Come avevamo ampiamente anticipato su queste colonne, esiste un pre e un post 25 settembre, ossia un gioco a drammatizzare problemi prima sopiti. Prima c’era il Governo dei migliori mentre adesso ci sono gli usurpatori che hanno avuto addirittura l’ardire di vincere le elezioni e per questo vanno accusati anche del buco dell’ozono.
Qualcuno, infatti, poteva immaginare che dopo le elezioni ci potesse essere una protesta di piazza sul caro bollette? E invece è successo più di una volta dalla vittoria di Giorgia Meloni alle elezioni politiche: da Bologna a Bagheria passando per Napoli e Roma, più di qualcuno ha scoperto magicamente che esiste un rincaro dell’energia e reclama soluzioni. Si badi bene, il problema è serio ed esige risposte urgenti. Quello che purtroppo non ci pare serio è il fatto che più di qualcuno abbia deciso di fare caciara solo adesso.
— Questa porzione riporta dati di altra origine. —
PR #11520, opened 2023-02-23
feat(directories): re-assign duplicate alias

mrodus:
## Standards checklist:

## Changes:

- Re-assign the `lsa` alias

## Other comments:

The `lsa` alias pointed to the same command as the `l` alias.

After the changes, the two aliases would work like this:

image

### DIFF
--- a/lib/directories.zsh
+++ b/lib/directories.zsh
@@ -39,7 +39,7 @@ function d () {
 compdef _dirs d
 
 # List directory contents
-alias lsa='ls -lah'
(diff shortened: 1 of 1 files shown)


mcornella:
These aliases are pretty much prehistoric and it's going to be an issue changing them because we don't know who's using the aliases and even if it doesn't seem like it it is quite a big breaking change because these are pretty much ingrained in people's workflows.

Thanks for the contribution!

Se è per questo, pure il problema del Covid sta esplodendo e anche su questo tema serpeggia una certa preoccupazione. Più o meno dal 26 settembre si è scoperto che il piano vaccinale relativo alla quarta dose è al palo e con somma sorpresa di tutti (non nostra) i dati su contagi, ricoveri e terapie intensive sono in ascesa. Sarà sicuramente l’effetto Meloni.
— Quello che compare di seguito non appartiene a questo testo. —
PR #11521, opened 2023-02-23
fix(aliases): clarify how to pass in keywords to `acs`

yuxiang-zhang:
## Standards checklist:

## Changes:

The plugin `aliases` offers a `filter` argument to filter all available aliases, but it does not work. 

For example, `acs filter a` should only list all aliases containing `a`, but this command produces no output before this PR.

### DIFF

Ma forse vogliamo parlare pure del Pnrr, il gioiello di Mario Draghi, l’orgoglio della Patria, il faro che avrebbe dovuto illuminare nuovamente il destino della Nazione. Bene, parliamone: adesso si scopre (ma solo perché lo hanno sussurrato da ambienti della nuova maggioranza parlamentare) che mancherebbero all’appello una serie di riforme pattuite con l’Europa, così come parrebbe che ci siano ritardi su progetti (soprattutto in infrastrutture e nuove tecnologie) per svariati miliardi. E cosa si aspettava ad ammettere che finanche il Governo dei migliori aveva avuto qualche difficoltà? Forse si attendeva il varo del nuovo Governo per imputare ad altri la responsabilità? Roba veramente meschina.
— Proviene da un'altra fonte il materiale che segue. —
PR #11525, opened 2023-02-24
feat(dnf): install build dependencies of a package

acastanedam:
Standard check lists:
The PR title is descriptive.
The PR doesn't replicate another PR which is already open.
I have read the contribution guide and followed all the instructions.
The code follows the code style guide detailed in the wiki.
The code is mine or it's from somewhere with an MIT-compatible license.
The code is efficient, to the best of my ability, and does not waste computer resources.
The code is stable and I have tested it myself, to the best of my abilities.

Changes:
The proposed alias are useful for getting the build dependencies of a
package (e.g., for development and/or for *.rpm files).  Maybe, it could be included in #9926

### DIFF
--- a/plugins/dnf/README.md
+++ b/plugins/dnf/README.md
@@ -12,18 +12,20 @@ plugins=(... dnf)
 
 ## Aliases
 
-| Alias | Command                 | Description              |
-|-------|-------------------------|--------------------------|
-| dnfl  | `dnf list`              | List packages            |
-| dnfli | `dnf list installed`    | List installed packages  |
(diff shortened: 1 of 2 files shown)


robbyrussell:
Hey @acastanedam, sorry this one sat for so long. Still happy to take `dnfbd`... the plugin has moved to a `${dnfprog}` variable since (so it works with dnf5 too), so it'd need a rebase onto that. I'd drop `dnfbi` though, the builddep-then-install combo feels like a one-person workflow. Want to update it?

Sul piano internazionale, solamente ora la Banca centrale europea dichiara: “Scudo anti-spread solo a chi rispetta regole Ue sui conti”. Intanto, l’Unione europea avverte che i flussi di denaro continueranno ad arrivare se si procederà sul percorso delle riforme, mentre Moody’s minaccia di declassare il debito sovrano italiano. Prima del 25 settembre evidentemente andava tutto bene, perché altrimenti non riusciamo a darci una spiegazione plausibile.
A margine, c’è anche la politica di casa nostra, quel simpatico bestiario che suscita compassione. C’è chi criticava Giorgia Meloni del comizio di Vox perché troppo estrema e con la bava alla bocca, c’è chi invece adesso si lamenta per il fatto che appaia troppo ecumenica. C’è chi giudicava una pericolosa deriva populista il solo fatto di paventare l’allontanamento dallo splendido solco tracciato da Mario Draghi che ora si duole perché Giorgia Meloni sarebbe troppo draghiana. C’è chi non resiste alle scarse polemiche pubbliche relative alla formazione della lista dei ministri che cerca di montare ad arte il quadro di un centrodestra dilaniato dalle faide interne, nonostante non ci siano elementi a supporto. C’è chi, quando trapela il nome di un ministro tecnico, si lamenta perché il nascituro Governo è troppo tecnico. C’è chi, quando esce il nome di un politico per uno scranno governativo, giudica il futuro Governo troppo politico e quindi incapace di fornire risposte tecniche. E c’è anche chi reclama con urgenza delle soluzioni ai problemi del Paese (sollevati solo adesso), sostenendo che il centrodestra sia in ritardo (prima ancora che siano nominati i parlamentari, prima che il Capo dello Stato conferisca l’incarico per formare il Governo e prima che tutta la procedura sia ratificata secondo i dettami costituzionali).
Adesso spuntano fuori anche i problemi del lavoro, della povertà e del precariato: se solo pensiamo che la doglianza proviene da chi ha abolito l’articolo diciotto dello statuto dei lavoratori, non può che venirci da ridere. Perfino Confindustria ha deciso di tuonare contro il centrodestra (baciando la pantofola del Partito Democratico) con argomentazioni pretestuose, manco fossero i nipotini di Luciano Lama. Insomma, quelli che raccontavano di un autunno di speranza sotto la guida del Governo dei migliori, sono gli stessi che oggi narrano di un autunno caldo. E un po’ forse anche ci sperano.